-- Opening Marker --

PR #163, opened 2019-11-29
Run podchecker on Travis

muffato:
This PR enables `podchecker`, a tool to check the syntax of Perl documentation blocks (PODs), on Travis. At the same time, I fixed the errors on existing files (there were not that many), and you can see the typical errors we had, e.g.:
 - it wants 1 blank line before and after each `=XXX` command, not more than 1 on the inside of the block
 - inside `=NAME` text should not be indented
 - sections cannot be empty
 - `=head2` must be preceded by `=head1`

I have also removed a few `=pod` that had no effect.

### DIFF
--- a/scripts/compare/flatten_mouse_files.pl
+++ b/scripts/compare/flatten_mouse_files.pl
@@ -15,10 +15,10 @@
 # limitations under the License.
 
 
-=pod
+=head1 DESCRIPTION
 
-    This script fetches data from MGI and maps its ids with Ensembl stable ids.
-    MGI annotations come dorectly from the web [http://www.genenames.org]
+This script fetches data from MGI and maps its ids with Ensembl stable ids.
+MGI annotations come dorectly from the web [http://www.genenames.org]
 
 =cut
 
--- a/scripts/compare/flatten_mouse_files.pl
+++ b/scripts/compare/flatten_mouse_files.pl
@@ -15,9 +15,11 @@
 # limitations under the License.
 
 
-=head1
+=pod
+
     This script fetches data from MGI and maps its ids with Ensembl stable ids.
     MGI annotations come dorectly from the web [http://www.genenames.org]
+
 =cut
 
 use strict;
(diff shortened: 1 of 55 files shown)


muffato:
Damn it, I was using an old `podchecker` on my laptop. Newer ones find more stuff. Will add an extra commit soon

muffato:
It doesn't like lines that are only whitespace. I believe everything is now fixed

muffato:
A little bit of context. I am working on adding the Python checkers to Travis (upcoming PR, preview here: https://travis-ci.org/Ensembl/ensembl-compara/builds/619578551 ), and thought I could add a Perl one as well.

scripts/compare/flatten_mouse_files.pl
```diff
@@ -15,9 +15,11 @@
 # limitations under the License.
 
 
-=head1
+=pod
+
```
JAlvarezJarreta: Based on the convention we are following in other files, I would take the opportunity to fix this, replacing `=pod` by:
```
=cut

=head1 DESCRIPTION

```

scripts/compare/flatten_zebrafish_files.pl
```diff
@@ -14,11 +14,13 @@
 # See the License for the specific language governing permissions and
 # limitations under the License.
 
-=head1
+=pod
```
JAlvarezJarreta: Sames as previous comment.

scripts/projection/map_coordinates.pl
```diff
@@ -14,14 +14,15 @@
 # limitations under the License.
 
 
+=pod
```
JAlvarezJarreta: Same as my previous comment.

scripts/compare/flatten_mouse_files.pl
muffato: `DESCRIPTION` is a good idea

-- Closing Marker --

In the records above, find the lines containing "comment" and copy them.

SOLUTION TO THIS PROBLEM:
JAlvarezJarreta: Sames as previous comment.
JAlvarezJarreta: Same as my previous comment.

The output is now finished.